The review and thinking for the first paper made me aware of the enormous differences between the psychiatric idea of impulse control problems, with its links with psychodynamic thinking and its roots in idiographic phenomenology, and the concepts of impulsivity/impulsivenees/ risk-taking/sensation-seeking in the psychological literature. This questionnaire was an attempt to tap into the psychiatric ideas in the form of a self-report questionnaire that would also be usable to tap Prof. Lacey's ideas about the "multi-impulsive personality".
I and others have used the questionnaire in a variety of forms and this form owes much to Dr. Bridget Dolan who, after discussion with me, modified and extended the areas of impulsivity covered for her use of it in Henderson Hospital, prison and probation studies.

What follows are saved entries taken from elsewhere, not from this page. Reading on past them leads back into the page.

PR #62, opened 2020-05-04
Add a route for / so that it's easier to test using Mozilla observatory

julienw:
Mozilla observatory can only request /. On the server's current version, this errors. And because Koa unsets all headers on errors, all security headers are gone, and Mozilla observatory reports bogus results where we get some default CSP from our reverse proxies.

I think that Koa's behavior is unconditional: https://github.com/koajs/koa/blob/8d52105a34234be9e771ff3b76b43e4e30328943/lib/context.js#L132-L138
Therefore my "fix" here is to allow observatory observe a 200 response.
I would have liked to allow headers to be passed through but sadly this isn't possible. It's not a super big deal either.

### DIFF
--- a/src/routes/root.js
+++ b/src/routes/root.js
@@ -1,0 +1,32 @@
+/* This Source Code Form is subject to the terms of the Mozilla Public
+ * License, v. 2.0. If a copy of the MPL was not distributed with this
+ * file, You can obtain one at http://mozilla.org/MPL/2.0/. */
+// @flow
+
+// This router implements a very simple route for /, so that we can more easily
+// test the server through tools like the Mozilla Observatory.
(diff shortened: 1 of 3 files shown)


src/routes/root.js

One thing should be said immediately: it is not intended that the scale responses should be summed or expected to show the a unidimensional scaling pattern of responses in any conceivable samples. Prof. Lacey's ideas, like the ideas about borderline personality functioning suggest that there will be some negative intercorrelation between item responses in impulsive samples as individuals find different areas of impulsivity "interchangeable". Prof. Lacey's specific expectation was that there would be essentially non-impulsive people, people with one area of impulsivity, and people, his "multi-impulsives" or "impulsivists" who would show more than one area of impulsivity and some capacity to shift impulse control problems from one area to another, say as one became the focus of treatment.
The questionnaire is copyright but I am happy for anyone to use it provided:
I am keen that people explore translating it and its cross-cultural applicability (it seems clear to me that patterns of response are likely to be very different in different cultures and even in different subcultures of the white, "first world" populations for which it was developed). If anyone wishes to collaborate on studies of its translation and culture dependence I will be happy to help with data analysis.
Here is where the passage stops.